Blick auf den Prater

Bild: Edith Tudor-Hart © Familie Suschitzky

Literatur und Film

– zwei Medien, die mit unterschiedlichen Mitteln dasselbe wollen: Geschichten erzählen. Geschichten, die unser Denken verändern, unseren Blick auf uns selbst und auf andere hinterfragen und erweitern. Aber was sind die formalen Mittel und Strategien von Film und/oder Literatur? Was ist ihnen gemeinsam und was unterscheidet sie? Wie beeinflussen sie sich gegenseitig? Und wie lassen sich Stilmittel des jeweils anderen Mediums für die eigene Arbeit nutzbar machen?

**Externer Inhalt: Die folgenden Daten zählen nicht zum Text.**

PR #502, opened 2026-03-30
Refactor/e2e reuse k8s clients

### LINKED ISSUE #513: Refactor e2e test infrastructure — introduce domain packages, shared clients, and new TestContext

Restructure the e2e test framework from a flat layout into domain-oriented packages
  with shared Kubernetes clients and a simplified test setup API.

  The domain-oriented structure groups code by what it operates on rather than
  by when it was written. Kubernetes primitives (pods, nodes, resources) live
  in `k8s/`, Grove-specific concepts (workloads, topology, pod groups) live
  in `grove/`, and failure diagnostics live in `diagnostics/`. This makes it
  obvious where new code belongs, keeps each package small and focused, and
  allows tests to import only the domains they need. Managers encapsulate
  the shared `*clients.Clients` once, so tests never handle raw client fields —
  they work with domain operations (`ScalePCS`, `VerifyTopology`, `WaitForPods`)
  instead of assembling clientset calls inline.

  **New package structure:**
  - `k8s/clients/` — `Clients` struct, `NewClients` (single entry point for all K8s clients)
  - `k8s/pods/` — `PodManager`, `CountPodsByPhase`, `CountReady`
  - `k8s/nodes/` — `NodeManager`, `IsReady`
  - `k8s/resources/` — `ResourceManager`, `AppliedResource`
  - `k8s/` (parent) — `PollForCondition`, conversion helpers (shared utilities)
  - `grove/workload/` — `WorkloadManager`
  - `grove/topology/` — `TopologyVerifier`
  - `grove/podgroup/` — `PodGroupVerifier`, `ExpectedSubGroup`
  - `grove/config/` — `OperatorConfig`, `GroveMetadata`
  - `diagnostics/` — `DiagCollector` (extracted from old `debug_utils.go`)
  - `tests/context.go` — `TestContext`, `PrepareTest()`, convenience methods

  **Removed:**
  - `LegacyTestContext` struct and all 24+ methods on it
  - `PrepareTestCluster`, `clientCollection`, `clientCollectionFromClients`
  - Legacy diagnostics methods from `debug_utils.go`
  - auto-mnnvl's local `testContext` / `prepareTest` (replaced by shared `TestContext`)

  **Migrated test suites:**
  - gang scheduling, startup ordering, topology, scale, cert management,
    update (rolling/ondelete), auto-mnnvl (4 suites)

  **Before:**
  ```go
  clients, cleanup := PrepareTestCluster(ctx, t, 10)
  tc := TestContext{
      Clientset:     clients.Clientset,
      DynamicClient: clients.DynamicClient,
      RestConfig:    clients.RestConfig,
      Namespace:     "default",
      Timeout:       DefaultPollTimeout,
      Interval:      DefaultPollInterval,
      Workload:      &WorkloadConfig{...},
  }
  nodesToCordon := setupAndCordonNodes(tc, 1)
  _, err := DeployAndVerifyWorkload(tc)
```
  After:
```
  tc, cleanup := PrepareTest(ctx, t, 10,
      WithWorkload(&WorkloadConfig{...}),
  )
  nodesToCordon := tc.SetupAndCordonNodes(1)
  _, err := tc.DeployAndVerifyWorkload()
```
  Tests that need domain-specific verifiers create them locally:
  topologyVerifier := topology.NewTopologyVerifier(tc.Clients, Logger)
  podGroupVerifier := podgroup.NewPodGroupVerifier(tc.Clients, Logger)


### Why is this needed?

Code is organized by domain — `k8s/{clients,pods,nodes,resources}` for                                                                                                                                                                                                                    
  Kubernetes primitives, `grove/{workload,topology,podgroup,config}` for                                                                                                                                                                                                                    
  Grove concepts, `diagnostics/` for failure collection. Each package is                                                                                                                                                                                                                    
  small, focused, and independently importable.

### PR DESCRIPTION
**Pull request by oleg-kushniriov**
#### What type of PR is this?

/kind cleanup
/kind e2e


  Refactors the e2e test framework from flat utility functions and a monolithic                                                                                                                                                                                                             
  TestContext struct into domain-specific manager structs with bound methods.
                                                                                                                                                                                                                                                                                            
  **New packages:**                                                                                                                                                                                                                                                                         
  - `e2e/k8s/` — `Clients`, `PodManager`, `NodeManager`, `ResourceManager`, polling, conversions
  - `e2e/grove/` — `WorkloadManager`, `TopologyVerifier`, `PodGroupVerifier`, `OperatorConfig`                                                                                                                                                                                              
  - `e2e/diagnostics/` — `DiagCollector`                    
  - `e2e/tests/suite.go` — `TestSuite` composing all managers with functional options                                                                                                                                                                                                       
                                                                                                                                                                                                                                                                                            
  **Key fixes:**                                                                                                                                                                                                                                                                            
  - REST mapper is now created once in `SharedClusterManager` instead of being                                                                                                                                                                                                              
    recreated per-test via `CreateKubernetesClients`                                                                                                                                                                                                
  - Pre-existing build errors in rolling update tests resolved (bare function                                                                                                                                                                                                               
    calls converted to TestSuite method calls)                                                                                                                                                                                                                                              
                                                                                                                                                                                                                                                                                            
  **Design for future parallel suites:**                                                                                                                                                                                                                                                    
  - `TestSuite.Namespace` is per-suite (can be unique for parallel runs)
  - `k8s.Clients` is goroutine-safe (shared across suites)                                                                                                                                                                                                                                  
  - Managers are scoped to their suite instance, no global state                                                                                                                                                                                                                            
                                                                                                                                                                                                                                                                                            
  Fixes https://github.com/ai-dynamo/grove/issues/513
  Fixes #513     

  - `TestContext` and its methods in `setup.go`/`debug_utils.go` are marked                                                                                                                                                                                                                 
    deprecated but kept — they are still used by the diagnostics path and will
    be removed in a follow-up once `debug_utils.go` consumers are fully migrated.                                                                                                                                                                                                           
  - The `auto-mnnvl/` tests use their own lowercase `testContext` struct and were                                                                                                                                                                                                           
    intentionally not migrated in this PR to keep scope manageable.                                                                                                                                                                                                                         
  - The `utils/` package files remain as deprecated wrappers. Only `logger.go`                                                                                                                                                                                                              
    and `measurement/` are long-term residents; the rest will be deleted in a                                                                                                                                                                                                               
    follow-up PR.                                                                                                                                                                                                                                                                           
  - All e2e test files (startup ordering, scale, gang scheduling, topology,                                                                                                                                                                                                                 
    cert management, rolling updates) have been migrated to use `TestSuite`.                                                                                                                                                                                                                
                                                                                                                                                                                                                                                                                            
  ```release-note                                           
  NONE
```
 ```
  NONE                                              
```

### CODE REVIEW

File: operator/e2e/k8s/resources/resources.go [hunk 1]
```diff
@@ -0,0 +1,211 @@
...
+}
+
+func (rm *ResourceManager) createResource(ctx context.Context, gvr schema.GroupVersionResource, mapping *meta.RESTMapping, obj *unstructured.Unstructured) (*unstructured.Unstructured, error) {
+	if mapping.Scope.Name() == meta.RESTScopeNameNamespace {
+		return rm.clients.DynamicClient.Resource(gvr).Namespace(obj.GetNamespace()).Create(ctx, obj, metav1.CreateOptions{})
+	}
+	return rm.clients.DynamicClient.Resource(gvr).Create(ctx, obj, metav1.CreateOptions{})
+}
+
+func (rm *ResourceManager) updateResource(ctx context.Context, gvr schema.GroupVersionResource, mapping *meta.RESTMapping, obj *unstructured.Unstructured) (*unstructured.Unstructured, error) {
```
gflarity, line 183: `updateResource` does not fetch the existing resource's `metadata.resourceVersion` before calling `Update`. The unstructured object decoded from YAML has no `resourceVersion`, so the API server will reject this with a 409 Conflict.

Fix: `Get` the existing resource first, copy its `resourceVersion` onto the object, then `Update`.

```go
existing, err := dynamicClient.Resource(gvr).Namespace(namespace).Get(ctx, name, metav1.GetOptions{})
if err \!= nil {
    return fmt.Errorf("get existing resource for update: %%w", err)
}
obj.SetResourceVersion(existing.GetResourceVersion())
```

operator/e2e/grove/config/config.go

Der Film als Quelle der Inspiration für die Literatur – vice versa – ist Thema der 43. Innsbrucker Wochenendgespräche. Der Fokus der Veranstaltung liegt neben den Lesungen bei den Diskussionen, weshalb über Film und Literatur in allen Facetten gesprochen werden wird.

Unter der Leitung von Peter Stephan Jungk, der einen bewegenden Film über seine Großtante, die Fotografin, Spionin für die Sowjetunion und alleinerziehende Mutter Edith Tudor­Hart, gedreht hat, diskutieren:

Julya Rabinowich, deren Roman Herznovelle mit Martina Gedeck in der Hauptrolle kürzlich verfilmt wurde. Kurt Palm, der als Autor und Regisseur in beiden Gattungen erfolgreich ist. Der Autor, Lyriker, Essayist und Filmwissenschaftler Thomas Ballhausen, der sich mit dem Aspekt von Film als kulturelles Erbe sowie Film und Geschichte beschäftigt. Dimitré Dinev, „Innsbruck liest“-Autor und Verfasser von Drehbüchern, Übersetzungen, Theaterstücken und Romanen. Weiters Clemens Aufderklamm, Drehbuchautor, Story- und Script-Editor von so erfolgreichen TV-Serien wie Gute Zeiten, schlechte Zeiten. Kathrin Resetarits, Autorin, Dramaturgin, Regisseurin und Schauspielerin, zuletzt in L’Animale von Katharina Mückstein zu sehen. Lorenz Langenegger, Theater- und Romanautor sowie für das Drehbuch mehrerer Schweizer Tatort-Folgen mitverantwortlich. Cornelia Travnicek, deren Roman Feenstaub auch schon als Filmtreatment existierte, was wiederum formale Auswirkungen auf den Roman hatte. Und Herbert J. Wimmer, der in seinem Buch Unsichtbare Filme: Ein relativer Roman gezeigt hat, wie man Film als Textmodell fruchtbar machen kann.